By exploiting long chain non-covalent interactions using a biomimetic strategy, we have synthesized and characterized a novel platform of optically clear, self-assembling gels for sustained release of drug-containing, nucleic acid (NA) nanoconjugates for ocular drug delivery to the anterior and posterior segments of the eye. Gels contain polycations and polyanions of varying molecular weight with poly(D,L-lactic-co-glycolic acid)-b- poly(ethylene glycol)-b-poly(D,L-lactic-co-glycolic acid) (PLGA-PEG-PLGA) triblock copolymers. For the first time, release has been shown to be finely controlled by number and type of non-covalent interactions leading to release durations over 5 months compared to only 28 day release provided by unmodified gels. Additional gel properties such as the lactic acid (LA) to glycolic acid (GA) ratio, the PLGA/PEG ratio, polymer solution composition, and homopolymer MW and concentration were varied.

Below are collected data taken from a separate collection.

PR #1505, opened 2026-07-08
Newton fast path: rebuild the gradient on friction transitions and linesearch stagnation

adenzler-nvidia:
The stable-state fast path from #1493 skips recomputing the gradient, search direction, and Cholesky solve for worlds whose constraint states did not change during an iteration, on the premise that such a step stayed exactly quadratic and the cached quantities remain valid up to a scalar. Two kinds of change escaped that detection, so the affected worlds kept iterating with a stale gradient.

First, friction transitions. The fast path watched only the counter of rows whose QUADRATIC state flipped, which is the right set for the incremental Hessian update but not for the gradient: a frictionloss row crossing between its two linear force zones changes its force by 2*frictionloss while the quadratic flag and the Hessian stay put. The stale gradient desyncs qfrc_constraint from J^T efc_force and can leave worlds unable to converge. The fix tracks any per-row state change in a second per-world counter and gates all gradient/search/solve skips on it, while the quadratic-flip list keeps driving the incremental Hessian update; worlds whose only transitions were between the friction linear zones rebuild the gradient but reuse the cached factorization. The two counters coincide on models without friction rows.

Second, linesearch stagnation. After skipped iterations the search direction is still the one computed at the last rebuild, and the linesearch's float32 bracketing arithmetic cannot resolve steps below eps times its gross derivative magnitude over the ray curvature. A world whose tolerance lies below that floor accepts noise-sized steps forever and runs to the iteration cap, and since the solver iterates under one conditional graph, that world holds the whole batch for all 100 iterations. This could not happen before the fast path existed, because rebuilding every iteration re-anchors the arithmetic at the current gradient scale. The linesearch now computes its per-world noise floor (eps * |q1| / p''(0), never below 8 ulps of the unit step, with the gross derivative magnitude bounded via Cauchy-Schwarz from sums the linesearch already reduces, so no per-row work is added) and flags a world whose accepted step falls below it; the flag counts as a state change, so the next iteration rebuilds from the actual constraint state and either resumes real progress or terminates through the normal convergence criteria. The trigger can only add a rebuild, never end a solve early. The easiest reproduction is friction plus disabled warmstart at default tolerance: every solve then starts far from the solution, and without the fix the friction-chain regression test spins to the cap on 79 of 100 steps (2 of 100 with it, matching what full per-iteration rebuilds also produce through ordinary friction chatter). The tracking is compiled out of configurations that never skip rebuilds (elliptic, CG), whose linesearch is unchanged.

The regression test rolls out a friction chain with warmstart disabled and asserts both properties: qfrc_constraint stays consistent with J^T efc_force each step (fails at relative error 1.07 without the transition fix), and the number of cap-hitting steps stays bounded. The change also renames the change counters so the two sets are self-documenting, and fuses the per-iteration counter zeroing into one kernel.

Benchmarks on RTX PRO 6000: total GPU kernel time under nsys (CUDA 12.9) over 1000-step mjwarp-testspeed rollouts, main da4d7ba6 vs this PR measured back to back per benchmark:

| benchmark | total GPU time | solver iterations/step |
|---|---|---|
| three_humanoids | 4854 -> 4755 ms (-2.0%) | 2.58195 -> 2.58156 |
| unitree_g1_flat | 2223 -> 2243 ms (+0.9%) | 4.36732 -> 4.36736 |
| humanoid | 964 -> 965 ms (+0.05%) | 1.94396 -> 1.94421 |
| aloha_pot | 2793 -> 2732 ms (-2.2%) | 1.44555 -> 1.44552 |
| aloha_clutter | 20756 -> 20786 ms (+0.1%) | 1.06712 -> 1.06712 |

Solver iteration statistics are identical to four decimals everywhere. The aloha_pot row is a built-in control: its two builds compile identical kernels (elliptic disables the fast path), so its -2.2% is pure per-pair scatter — on trajectory-sensitive benchmarks the conditional solver graph re-rolls its iteration count from run to run (pot executed the linesearch 6833 vs 6702 times), and total GPU time inherits that, which also covers three_humanoids' -2.0%. The trajectory-stable benchmarks read +0.05% (humanoid) and +0.1% (aloha_clutter), and unitree_g1_flat's repeated pairs across the day (-0.4%, -0.1%, +0.9%) bracket zero. The only per-kernel residuals attributable to the change are +0.1us on the linesearch median (noise-floor epilogue) and +0.4us on the incremental-Cholesky gate median (the second counter read).

### DIFF
--- a/mujoco_warp/_src/solver.py
+++ b/mujoco_warp/_src/solver.py
@@ -97,6 +97,7 @@ def _create_solver_context(m: types.Model, d: types.Data) -> SolverContext:
     hfactor=wp.empty((nworld, nv_pad, nv_pad), dtype=float) if alloc_hfactor else wp.empty((nworld, 0, 0), dtype=float),
     changed_efc_ids=wp.empty((nworld, njmax), dtype=int) if alloc_h else wp.empty((nworld, 0), dtype=int),
     changed_efc_count=wp.empty((nworld,), dtype=int) if alloc_h else wp.empty((0,), dtype=int),
+    state_changed_count=wp.empty((nworld,), dtype=int) if alloc_h else wp.empty((0,), dtype=int),
   )
 
 
@@ -1553,6 +1554,7 @@ def _update_constraint_efc(track_changes: bool):
     # Out:
     changed_ids_out: wp.array2d[int],
     changed_count_out: wp.array[int],
+    state_changed_count_out: wp.array[int],
   ):
     worldid, efcid = wp.tid()
 
@@ -1562,9 +1564,9 @@ def _update_constraint_efc(track_changes: bool):
     if ctx_done_in[worldid]:
       return
 
-    # Read old QUADRATIC status before overwriting
+    # Read old state before overwriting
     if wp.static(TRACK_CHANGES):
-      old_quad = efc_state_out[worldid, efcid] == types.ConstraintState.QUADRATIC.value
+      old_state = efc_state_out[worldid, efcid]
 
     efc_D = efc_D_in[worldid, efcid]
     Jaref = ctx_Jaref_in[worldid, efcid]
@@ -1630,10 +1632,15 @@ def _update_constraint_efc(track_changes: bool):
     efc_state_out[worldid, efcid] = new_state
 
     if wp.static(TRACK_CHANGES):
+      old_quad = old_state == types.ConstraintState.QUADRATIC.value
       new_quad = new_state == types.ConstraintState.QUADRATIC.value
       if old_quad != new_quad:
         idx = wp.atomic_add(changed_count_out, worldid, 1)
         changed_ids_out[worldid, idx] = efcid
+      # LINEARNEG <-> LINEARPOS friction transitions change the force without
+      # changing the quadratic flag (or H); the fast path must still see them.
+      if old_state != new_state:
+        wp.atomic_add(state_changed_count_out, worldid, 1)
 
   return kernel
 
@@ -1858,12 +1865,12 @@ def _update_constraint(
     _update_constraint_efc(track_changes),
     dim=(d.nworld, d.njmax),
     inputs=efc_inputs,
-    outputs=[d.efc.force, d.efc.state, ctx.changed_efc_ids, ctx.changed_efc_count],
+    outputs=[d.efc.force, d.efc.state, ctx.changed_efc_ids, ctx.changed_efc_count, ctx.state_changed_count],
   )
 
   # qfrc_constraint = efc_J.T @ efc_force. Fast-path worlds with no state flips
   # skip the rebuild; the public value is recovered after the solve.
-  changed = ctx.changed_efc_count if stable_fast else d.nefc
+  changed = ctx.state_changed_count if stable_fast else d.nefc
   if m.is_sparse:
     d.qfrc_constraint.zero_()
     wp.launch(
@@ -2749,6 +2756,7 @@ def _update_gradient_cholesky_blocked_skip_unchanged(tile_size: int, matrix_size
     ctx_grad_in: wp.array3d[float],
     ctx_h_in: wp.array3d[float],
     changed_count_in: wp.array[int],
+    state_changed_count_in: wp.array[int],
     ctx_hfactor: wp.array3d[float],
     # Out:
     ctx_Mgrad_out: wp.array3d[float],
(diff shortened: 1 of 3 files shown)


mujoco_warp/_src/solver.py
```diff
@@ -52,8 +52,10 @@ def create_inverse_context(m: types.Model, d: types.Data) -> InverseContext:
     Jaref=wp.empty((nworld, njmax), dtype=float),
     search_dot=wp.empty((nworld,), dtype=float),
     done=wp.empty((nworld,), dtype=bool),
-    changed_efc_ids=wp.empty((nworld, 0), dtype=int),
-    changed_efc_count=wp.empty((0,), dtype=int),
+    quad_changed_ids=wp.empty((nworld, 0), dtype=int),
+    quad_changed_count=wp.empty((0,), dtype=int),
+    state_changed_count=wp.empty((0,), dtype=int),
+    ray_exhausted=wp.empty((0,), dtype=bool),
```
thowell: would it make sense to call this something like 'ls_exhausted' or 'step_size_exhausted'?

mujoco_warp/_src/solver_test.py
```diff
@@ -685,6 +685,69 @@ def _run_solver(d, update_fn, track=False):
...
+    m = mjw.put_model(mjm)
+    nworld = 64
+    d = mjw.put_data(mjm, mjd, nworld=nworld)
+    rng = np.random.default_rng(3)
+    qvel = rng.uniform(-8.0, 8.0, size=(nworld, mjm.nv)).astype(np.float32)
+    wp.copy(d.qvel, wp.array(qvel, dtype=float))
+
+    max_rel = 0.0
+    cap_steps = 0
+    for _ in range(100):
```
thowell: can we reduce the number of steps to 10 or 20 in order to reduce the amount of time the test takes to run?

mujoco_warp/_src/types.py
```diff
@@ -2354,16 +2356,21 @@ class SolverContext:
   quad: wp.array2d[wp.vec3]
   alpha: wp.array[float]
   grad_scale: wp.array[float]
+  # rows with any piecewise-state change this iteration (gradient rebuild needed)
```
thowell: lets remove this comment

mujoco_warp/_src/types.py
```diff
@@ -2354,16 +2356,21 @@ class SolverContext:
...
+  state_changed_count: wp.array[int]
   improvement: wp.array[float]
+  # accepted linesearch step was below its arithmetic noise floor (stale ray exhausted)
```
thowell: lets remove this comment

mujoco_warp/_src/types.py
```diff
@@ -2354,16 +2356,21 @@ class SolverContext:
...
   prev_grad: wp.array2d[float]
   prev_Mgrad: wp.array2d[float]
   beta: wp.array[float]
   beta_den: wp.array[float]
   h: wp.array3d[float]
   hfactor: wp.array3d[float]
   # Incremental Hessian update (Newton only)
-  changed_efc_ids: wp.array2d[int]
-  changed_efc_count: wp.array[int]
+  # rows whose QUADRATIC membership flipped this iteration (Hessian delta needed)
```
thowell: lets remove this comment (and the line above)

thowell (approved):

mujoco_warp/_src/solver.py
adenzler-nvidia: Renamed to ls_exhausted.

mujoco_warp/_src/solver_test.py
adenzler-nvidia: Reduced to 20 steps with the cap bound scaled to 5; verified it still fails without the fix (rel 1.07) and runs in ~9s.

mujoco_warp/_src/types.py
adenzler-nvidia: Removed.

mujoco_warp/_src/types.py
adenzler-nvidia: Removed.

mujoco_warp/_src/types.py
adenzler-nvidia: Removed both lines.

adenzler-nvidia:
Applied all five review comments in 2c92d02d: renamed ray_exhausted to ls_exhausted, removed the context field comments in types.py, and shortened the friction-transition regression test to 20 steps with the cap bound scaled to 5 (verified it still fails without the fix). Nothing was skipped.

thowell:
lgtm, thanks!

Formulations have been tested both in-vitro and in-vivo with groundbreaking results for the prevention of fibrotic ocular diseases such as posterior capsular opacification (PCO) and proliferative vitreoretinopathy (PVR). Extended release of NA nanocarriers specifically targeted and depleted myofibroblasts and their progenitors with greater success than a bolus dose of nanocarriers, preventing PCO and PVR formation with minimal off-target effects. Our findings suggest that extended delivery of these DNA-based nanocarriers can have therapeutically relevant effects in the prevention of PCO and PVR. Moreover, the versatility of this novel gel formulation allows it to be modified to deliver different therapeutic agents and treat a wide array of ocular diseases.
By utilizing new biomaterials, more efficient and efficacious treatment of ocular disease is on the horizon with strong potential to lead to better patient outcomes for preventable and untreated disease.